Staked. The long, thin silver knife that slid under the counter at Red’s, in the right hands, could have cut her before she even realized the attack. She could have bled to death in the night market before help arrived, and not even known why. Patch must have realized the danger, because he had drawn her close and reacted to Danaea as if he expected an attack. Lucky for her, because she, too caught up in the dregs of mourning, for her family, for Miki, had not paid attention to the crowd. She knew better. Hoyt was still around and looking to harm her to get at her partner, and too many of Perben’s men freely wandered Jiy streets. She could not afford to drop her guard, for both would not hesitate to stab her if given the chance.

And now she had assassins after her.

Lapis ground her fingers into fists, wadding her clothing into them. Why had Heran done this? Did she hate her so much, because she was the reason Perben mistook Miki for Rin and killed him? She never wanted Miki to die! She never wanted any rat to die! She wanted them to live, to prosper. She provided books for the reading circle so they could gain skills that made them attractive to potential employers. Not everyone learned to read, in the Grey Streets. Not everyone could get an education. It gave them a way to step up and above. It gave them a way to provide for a lover, a family, and not drown in the dirt-alleyway poverty and dark sorrows guttershanks faced.

She barely noted movement before Patch settled dry, warm black clothing on the bed and squatted down next to her. “Come on.” He gently helped her out of her soggy attire and into the warmer fare, then gathered her in his arms and held tight.
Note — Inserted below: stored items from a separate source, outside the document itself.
PR #1359, opened 2024-05-17
refactor: FORMS-1265 create new problems in a consistent way

WalterMoar:
# Description

In `userAccess.hasRolePermissions` Problems were being created in four different ways:
1. Create Problem and call `next` and end the request (code smell - early returns)
1. Create Problem and call `next` without ending the request (code smell - early returns)
1. Create Problem and return it  (code smell - early returns) (!!! Returning without calling `next` is a bug and the request will hang indefinitely)
1. Create Problem and throw it, which is caught and calls `next` with it

For consistency standardize on the last way of doing things. It's confusing when reading the code and there are four different ways - in a single function - of doing the same thing.

Also:
- make the Problem creation code consistent with detail always on its own line, even if it's short enough for the whole create to be on one line
- update the Problem creation in `filterMultipleSubmissions` to also throw Problems instead of using early returns
- rename `hasFormRole` to `_hasFormRole` and do not export it - it's only used by `hasRolePermissions`
  
## Types of changes

Refactor (no functional change but an improvement to code quality)

## Checklist

## Further comments

No tests for this - it passes the existing tests (questionable) but my next PR will be to fully test `hasRolePermissions`.

### DIFF
--- a/app/src/forms/auth/middleware/userAccess.js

She clutched him as close as she could, barely aware of anything but him, as she tried to order her thoughts, emotions. She needed to regain her numb because she could not function without it.
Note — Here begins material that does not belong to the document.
PR #1370, opened 2024-05-28
External API

usingtechnology:
# Description
Allow form components (ex. Drop Down) to call external APIs in a secured manner. Form designers can specify what headers to include when calling their API. CHEFs can provide the current user's information (name, email, etc) and the current form id.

“I’m sorry, Lapis,” he whispered. “I know Heran was a reading circle rat at one point. I know this hurts.” He nuzzled her temple, his lips soft and hot. “I’m not going back to the meetings until this is resolved. And neither should you, even if they summon you.”

“I’m causing so much trouble. The rats don’t deserve this.”

“You haven’t caused any of this trouble. And you would never purposefully put the rats in danger.” He settled his hand against the back of her head, his arms resting on her back, a cocoon of warmth and compassion for her to wallow in. “It’s true, they don’t deserve the life they’ve been dealt, but you help make it tolerable. You do your best to provide a way for them to rise above the Grey Streets. For Heran to add to that pain, it’s unconscionable, like Copper said.”

They stood together, Patch’s warmth-infused strength filtering into her, until a soft knock on the door alerted them. “Dalia’s warmed up your food,” Faelan called, his voice muffled by the door.

Food? She fought the revulsion. She did not want to eat, but Patch’s sternness told her he felt she should.

Everyone, rebel, rat, customer, Dachs, cast her concerned looks as she and Patch entered the main room. She hated the attention, but Patch had her hand firmly clasped in his, so fleeing back upstairs was not an option.

“Are you OK, Lady?”

She looked over at Lyet, and noticed Rin no longer sat with her. “Where’s Rin?”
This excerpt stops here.